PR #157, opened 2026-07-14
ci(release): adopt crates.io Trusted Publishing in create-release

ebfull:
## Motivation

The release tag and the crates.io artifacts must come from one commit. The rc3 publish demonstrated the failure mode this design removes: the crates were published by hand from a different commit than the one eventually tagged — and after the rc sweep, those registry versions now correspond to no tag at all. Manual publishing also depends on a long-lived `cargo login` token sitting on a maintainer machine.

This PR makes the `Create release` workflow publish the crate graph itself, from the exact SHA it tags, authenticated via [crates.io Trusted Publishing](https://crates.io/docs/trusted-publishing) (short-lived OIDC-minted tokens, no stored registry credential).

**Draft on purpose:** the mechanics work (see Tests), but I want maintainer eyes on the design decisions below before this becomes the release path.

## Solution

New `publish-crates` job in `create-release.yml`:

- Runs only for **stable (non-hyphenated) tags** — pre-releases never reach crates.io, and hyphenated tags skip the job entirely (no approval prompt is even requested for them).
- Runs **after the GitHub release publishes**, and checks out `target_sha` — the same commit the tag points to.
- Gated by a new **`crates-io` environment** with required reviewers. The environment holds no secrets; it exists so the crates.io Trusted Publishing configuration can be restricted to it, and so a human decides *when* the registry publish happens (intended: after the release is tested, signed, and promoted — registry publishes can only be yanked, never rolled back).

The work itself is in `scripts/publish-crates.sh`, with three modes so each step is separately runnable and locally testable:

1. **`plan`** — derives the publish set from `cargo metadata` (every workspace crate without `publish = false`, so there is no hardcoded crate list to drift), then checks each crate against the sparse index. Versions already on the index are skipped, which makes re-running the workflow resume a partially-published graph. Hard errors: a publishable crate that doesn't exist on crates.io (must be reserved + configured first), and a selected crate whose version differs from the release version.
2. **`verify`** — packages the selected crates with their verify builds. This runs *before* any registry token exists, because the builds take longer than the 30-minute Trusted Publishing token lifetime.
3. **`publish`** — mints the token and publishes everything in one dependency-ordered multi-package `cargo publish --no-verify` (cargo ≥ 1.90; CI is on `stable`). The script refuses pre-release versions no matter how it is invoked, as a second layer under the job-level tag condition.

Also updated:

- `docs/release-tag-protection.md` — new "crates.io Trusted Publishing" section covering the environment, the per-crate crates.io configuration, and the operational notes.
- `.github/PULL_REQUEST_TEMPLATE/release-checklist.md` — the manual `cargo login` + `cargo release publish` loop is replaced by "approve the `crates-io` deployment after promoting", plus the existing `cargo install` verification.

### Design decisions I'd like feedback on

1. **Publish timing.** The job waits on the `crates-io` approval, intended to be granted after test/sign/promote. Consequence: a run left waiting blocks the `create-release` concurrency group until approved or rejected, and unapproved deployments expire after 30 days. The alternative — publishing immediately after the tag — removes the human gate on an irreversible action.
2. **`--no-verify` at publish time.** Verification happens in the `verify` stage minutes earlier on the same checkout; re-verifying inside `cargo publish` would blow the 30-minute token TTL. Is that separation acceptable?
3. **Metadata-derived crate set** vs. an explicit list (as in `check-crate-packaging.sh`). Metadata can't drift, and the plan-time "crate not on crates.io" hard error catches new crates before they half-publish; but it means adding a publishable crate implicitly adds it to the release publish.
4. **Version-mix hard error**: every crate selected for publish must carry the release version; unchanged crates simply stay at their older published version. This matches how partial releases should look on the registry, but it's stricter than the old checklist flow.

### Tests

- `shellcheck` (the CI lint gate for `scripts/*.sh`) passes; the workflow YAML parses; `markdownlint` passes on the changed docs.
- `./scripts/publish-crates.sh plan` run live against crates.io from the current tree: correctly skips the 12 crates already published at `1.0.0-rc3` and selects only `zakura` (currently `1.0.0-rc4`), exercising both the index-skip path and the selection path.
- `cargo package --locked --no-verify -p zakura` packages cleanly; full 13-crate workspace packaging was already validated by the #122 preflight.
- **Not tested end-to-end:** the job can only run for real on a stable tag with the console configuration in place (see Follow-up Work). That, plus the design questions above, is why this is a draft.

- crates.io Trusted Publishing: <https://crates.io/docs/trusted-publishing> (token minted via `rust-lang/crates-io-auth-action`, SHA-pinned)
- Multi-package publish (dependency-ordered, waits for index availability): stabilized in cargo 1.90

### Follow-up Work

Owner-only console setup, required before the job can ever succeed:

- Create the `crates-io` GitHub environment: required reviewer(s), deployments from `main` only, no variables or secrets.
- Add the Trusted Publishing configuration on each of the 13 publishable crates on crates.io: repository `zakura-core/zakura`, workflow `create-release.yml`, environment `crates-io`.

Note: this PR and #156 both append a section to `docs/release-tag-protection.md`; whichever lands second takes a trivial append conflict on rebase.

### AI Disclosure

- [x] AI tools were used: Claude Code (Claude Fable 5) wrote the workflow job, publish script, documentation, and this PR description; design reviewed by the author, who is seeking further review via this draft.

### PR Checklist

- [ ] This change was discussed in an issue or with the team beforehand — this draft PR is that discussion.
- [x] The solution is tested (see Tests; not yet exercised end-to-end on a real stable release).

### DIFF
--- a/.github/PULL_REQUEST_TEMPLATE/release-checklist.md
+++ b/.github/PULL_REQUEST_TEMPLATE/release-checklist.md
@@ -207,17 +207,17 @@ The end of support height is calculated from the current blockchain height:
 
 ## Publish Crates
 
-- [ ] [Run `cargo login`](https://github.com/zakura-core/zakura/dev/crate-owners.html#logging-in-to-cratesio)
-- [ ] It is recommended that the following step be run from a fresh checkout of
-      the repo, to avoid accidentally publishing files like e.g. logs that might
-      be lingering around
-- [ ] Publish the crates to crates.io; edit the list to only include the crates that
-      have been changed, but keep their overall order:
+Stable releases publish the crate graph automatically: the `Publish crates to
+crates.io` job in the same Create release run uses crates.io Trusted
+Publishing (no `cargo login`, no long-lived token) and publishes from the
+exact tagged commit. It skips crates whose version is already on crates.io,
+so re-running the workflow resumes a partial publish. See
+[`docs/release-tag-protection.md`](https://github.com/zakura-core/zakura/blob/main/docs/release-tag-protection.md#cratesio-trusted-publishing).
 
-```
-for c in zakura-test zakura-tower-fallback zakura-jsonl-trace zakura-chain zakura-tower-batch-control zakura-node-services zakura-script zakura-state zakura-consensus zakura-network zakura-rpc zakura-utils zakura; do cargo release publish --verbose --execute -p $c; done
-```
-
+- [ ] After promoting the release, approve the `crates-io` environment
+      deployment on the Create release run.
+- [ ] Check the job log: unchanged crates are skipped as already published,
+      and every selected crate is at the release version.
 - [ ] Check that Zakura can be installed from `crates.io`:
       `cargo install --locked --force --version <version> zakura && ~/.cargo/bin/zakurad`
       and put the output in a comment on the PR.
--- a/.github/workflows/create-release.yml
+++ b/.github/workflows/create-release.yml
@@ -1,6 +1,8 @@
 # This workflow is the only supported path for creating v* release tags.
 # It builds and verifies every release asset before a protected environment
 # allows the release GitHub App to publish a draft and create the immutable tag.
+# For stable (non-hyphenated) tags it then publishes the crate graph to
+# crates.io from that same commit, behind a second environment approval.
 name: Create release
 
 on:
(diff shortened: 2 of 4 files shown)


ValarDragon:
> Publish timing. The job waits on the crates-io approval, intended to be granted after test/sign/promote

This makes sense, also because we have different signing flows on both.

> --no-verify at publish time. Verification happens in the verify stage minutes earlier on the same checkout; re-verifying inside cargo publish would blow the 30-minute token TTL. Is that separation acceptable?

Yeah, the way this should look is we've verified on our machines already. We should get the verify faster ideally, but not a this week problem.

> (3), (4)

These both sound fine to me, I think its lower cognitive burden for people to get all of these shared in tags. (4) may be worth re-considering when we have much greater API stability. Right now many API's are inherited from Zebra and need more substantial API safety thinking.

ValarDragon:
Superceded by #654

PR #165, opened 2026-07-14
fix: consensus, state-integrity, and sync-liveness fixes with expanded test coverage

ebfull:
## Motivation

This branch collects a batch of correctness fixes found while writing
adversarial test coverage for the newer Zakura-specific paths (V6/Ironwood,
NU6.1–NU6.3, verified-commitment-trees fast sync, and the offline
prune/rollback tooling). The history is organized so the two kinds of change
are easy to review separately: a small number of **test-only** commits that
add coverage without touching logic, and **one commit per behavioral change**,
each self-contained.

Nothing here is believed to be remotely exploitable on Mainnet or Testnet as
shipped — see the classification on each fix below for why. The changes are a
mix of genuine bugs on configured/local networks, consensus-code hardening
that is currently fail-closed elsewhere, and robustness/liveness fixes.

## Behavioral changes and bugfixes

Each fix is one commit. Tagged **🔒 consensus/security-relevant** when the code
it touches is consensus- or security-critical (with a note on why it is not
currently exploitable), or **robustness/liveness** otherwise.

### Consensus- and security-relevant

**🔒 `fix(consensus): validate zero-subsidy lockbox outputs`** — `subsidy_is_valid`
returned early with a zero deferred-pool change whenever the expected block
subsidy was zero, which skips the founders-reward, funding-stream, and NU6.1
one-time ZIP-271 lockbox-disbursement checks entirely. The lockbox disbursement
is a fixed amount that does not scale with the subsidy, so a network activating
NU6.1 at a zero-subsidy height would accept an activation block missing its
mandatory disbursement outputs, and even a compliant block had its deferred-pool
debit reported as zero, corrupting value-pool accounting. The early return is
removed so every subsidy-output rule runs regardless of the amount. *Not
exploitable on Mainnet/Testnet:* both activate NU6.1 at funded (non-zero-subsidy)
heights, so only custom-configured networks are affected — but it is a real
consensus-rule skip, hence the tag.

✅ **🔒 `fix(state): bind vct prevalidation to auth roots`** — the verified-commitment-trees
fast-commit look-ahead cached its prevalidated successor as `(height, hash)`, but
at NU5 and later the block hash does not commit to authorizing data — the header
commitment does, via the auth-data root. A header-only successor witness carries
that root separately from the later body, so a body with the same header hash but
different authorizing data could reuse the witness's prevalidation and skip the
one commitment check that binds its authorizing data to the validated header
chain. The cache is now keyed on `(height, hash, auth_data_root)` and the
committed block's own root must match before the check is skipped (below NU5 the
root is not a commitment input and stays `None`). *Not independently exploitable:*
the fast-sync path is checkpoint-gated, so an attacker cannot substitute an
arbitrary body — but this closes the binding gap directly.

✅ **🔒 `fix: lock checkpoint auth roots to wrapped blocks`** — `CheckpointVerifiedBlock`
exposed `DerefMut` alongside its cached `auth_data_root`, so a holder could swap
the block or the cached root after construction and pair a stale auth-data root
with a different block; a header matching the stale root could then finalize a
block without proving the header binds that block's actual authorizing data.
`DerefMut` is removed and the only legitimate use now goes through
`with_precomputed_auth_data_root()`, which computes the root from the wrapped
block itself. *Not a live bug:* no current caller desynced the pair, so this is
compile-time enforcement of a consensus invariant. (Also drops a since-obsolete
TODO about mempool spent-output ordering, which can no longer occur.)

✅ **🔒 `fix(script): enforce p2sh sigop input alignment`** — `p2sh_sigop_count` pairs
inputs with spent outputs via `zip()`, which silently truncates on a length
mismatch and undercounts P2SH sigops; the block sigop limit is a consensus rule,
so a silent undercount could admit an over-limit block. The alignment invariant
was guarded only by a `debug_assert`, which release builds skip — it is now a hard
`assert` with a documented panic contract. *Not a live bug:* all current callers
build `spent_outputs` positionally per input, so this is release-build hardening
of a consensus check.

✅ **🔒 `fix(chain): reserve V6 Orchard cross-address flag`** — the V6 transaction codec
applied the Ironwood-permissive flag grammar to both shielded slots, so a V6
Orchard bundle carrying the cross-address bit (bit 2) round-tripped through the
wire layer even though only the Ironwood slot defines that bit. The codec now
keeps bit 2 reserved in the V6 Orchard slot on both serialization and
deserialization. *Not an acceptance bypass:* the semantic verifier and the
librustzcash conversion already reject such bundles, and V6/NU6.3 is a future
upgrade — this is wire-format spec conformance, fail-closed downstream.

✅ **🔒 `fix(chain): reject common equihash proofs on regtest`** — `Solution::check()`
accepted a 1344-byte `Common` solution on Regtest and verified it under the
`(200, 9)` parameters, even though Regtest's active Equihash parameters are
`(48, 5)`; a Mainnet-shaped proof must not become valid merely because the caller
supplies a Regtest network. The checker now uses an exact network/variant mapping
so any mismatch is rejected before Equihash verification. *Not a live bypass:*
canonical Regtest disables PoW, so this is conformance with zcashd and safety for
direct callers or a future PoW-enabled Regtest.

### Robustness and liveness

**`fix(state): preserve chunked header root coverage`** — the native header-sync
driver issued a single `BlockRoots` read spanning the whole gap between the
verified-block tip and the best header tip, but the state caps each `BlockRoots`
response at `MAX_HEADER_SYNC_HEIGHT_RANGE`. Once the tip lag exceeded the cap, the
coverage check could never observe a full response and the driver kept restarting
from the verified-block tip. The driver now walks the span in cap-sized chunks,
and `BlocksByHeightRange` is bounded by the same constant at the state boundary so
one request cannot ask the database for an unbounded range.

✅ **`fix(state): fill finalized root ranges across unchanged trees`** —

===============

> _WHAT THIS TASK INVOLVES_:
Transcribe the lines above between the line holding "the #122 preflight." and the line holding "be lingering around", inclusive, exactly as they stand and with nothing added.

> _EXERCISE OUTPUT_:
- `cargo package --locked --no-verify -p zakura` packages cleanly; full 13-crate workspace packaging was already validated by the #122 preflight.
- **Not tested end-to-end:** the job can only run for real on a stable tag with the console configuration in place (see Follow-up Work). That, plus the design questions above, is why this is a draft.

- crates.io Trusted Publishing: <https://crates.io/docs/trusted-publishing> (token minted via `rust-lang/crates-io-auth-action`, SHA-pinned)
- Multi-package publish (dependency-ordered, waits for index availability): stabilized in cargo 1.90

### Follow-up Work

Owner-only console setup, required before the job can ever succeed:

- Create the `crates-io` GitHub environment: required reviewer(s), deployments from `main` only, no variables or secrets.
- Add the Trusted Publishing configuration on each of the 13 publishable crates on crates.io: repository `zakura-core/zakura`, workflow `create-release.yml`, environment `crates-io`.

Note: this PR and #156 both append a section to `docs/release-tag-protection.md`; whichever lands second takes a trivial append conflict on rebase.

### AI Disclosure

- [x] AI tools were used: Claude Code (Claude Fable 5) wrote the workflow job, publish script, documentation, and this PR description; design reviewed by the author, who is seeking further review via this draft.

### PR Checklist

- [ ] This change was discussed in an issue or with the team beforehand — this draft PR is that discussion.
- [x] The solution is tested (see Tests; not yet exercised end-to-end on a real stable release).

### DIFF
--- a/.github/PULL_REQUEST_TEMPLATE/release-checklist.md
+++ b/.github/PULL_REQUEST_TEMPLATE/release-checklist.md
@@ -207,17 +207,17 @@ The end of support height is calculated from the current blockchain height:
 
 ## Publish Crates
 
-- [ ] [Run `cargo login`](https://github.com/zakura-core/zakura/dev/crate-owners.html#logging-in-to-cratesio)
-- [ ] It is recommended that the following step be run from a fresh checkout of
-      the repo, to avoid accidentally publishing files like e.g. logs that might
-      be lingering around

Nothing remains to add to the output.